The argument here looks incomplete to me, because first of all the sequence $(y_n)$ is left undefined on the set $\bigcap N_j$. But this set may be infinite, so the assertion seems to be wrong if we just define it arbitrarily on these points. So I think one should either say that we can pick the sequence $N_j$ such that $\bigcap N_j=\emptyset$ (because $\omega$ is non-princilpe(!)) or that we just assign $y_n=p_n$ for $n\in\bigcap N_j$. However with these fixes it is still not clear to me why the sequence is bounded.
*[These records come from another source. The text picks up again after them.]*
PR #59, opened 2017-06-15
Fix Composer autoloading

theofidry:
Another stab at #46.

@padraic I'm a bit blocked really, seems like Composer gets its metadata from somewhere else. I hoped fixing `composer.lock` would be enough but that's not the case as I can still see:

```php
<?php

// autoload_psr4.php @generated by Composer

$vendorDir = dirname(dirname(__FILE__));
$baseDir = dirname($vendorDir);

return array(
    'PhpScoper59431c8baf5d3\\Set005\\' => array($baseDir . '/src'),
    'Assert\\' => array($vendorDir . '/beberlei/assert/lib/Assert'),
);

```

### DIFF
--- a/Makefile
+++ b/Makefile
@@ -3,7 +3,7 @@ PHPUNIT=vendor/bin/phpunit
 PHPSCOPER=bin/php-scoper.phar
 
 .DEFAULT_GOAL := help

2) Why is $d_\omega(x^I,y)\le2\varepsilon$?
[The proof is from John Roe. Lectures on Coarse Geometry]
I will rewrite Roe's proof from scratch.
By induction define a strictly decreasing family of $\omega$-thick subsets $N_j\subset {\mathbb N}$ such that for all $i, i'\in [1, j]$ and all $n\in N_j$, we have $$ |d_n(x^i_n, x^{i'}_n) -d_\omega(x^i, x^{i'})|< 2^{-j}\le 1. $$ Since $\bigcap_{j} N_j=\emptyset$, for each $n\in N_1$ there exists the largest $j=j(n)$ such that $n\in N_j$. For the same reason, $$ \lim_{\omega} j(n)=\infty. $$ In particular, for all $n\in N_1$, and all $i, i'\in [1, j(n)]$ we have $$ |d_n(x^i_n, x^{i'}_n) -d_\omega(x^i, x^{i'})|< 2^{-j(n)}. $$
Define a sequence $y_n:= x_n^{j(n)}\in X_n$. The claim is that $(y_n)$ defines a point in $X_{\omega}$ and that $$ \lim_{i\to\infty} x^i= y. $$ I will prove both claims simultaneously. Take $\epsilon>0$. Since $(x^i)$ is a Cauchy sequence in $X_{\omega}$, there exists $I$ such that for all $i, i'\ge I$, we have $$ d_{\omega}(x^i, x^{i'})<\epsilon. $$ We can choose $I$ such that, in addition, $$ 2^{-I}<\epsilon. $$ I will verify the inequality $$ d_{\omega}(x^i, y)<2\epsilon, \forall i\ge I. $$ Since $x^I\in X_\omega$, it will imply that $y\in X_\omega$; this will also establish the limit $\lim_{i\to\infty} x^i= y$.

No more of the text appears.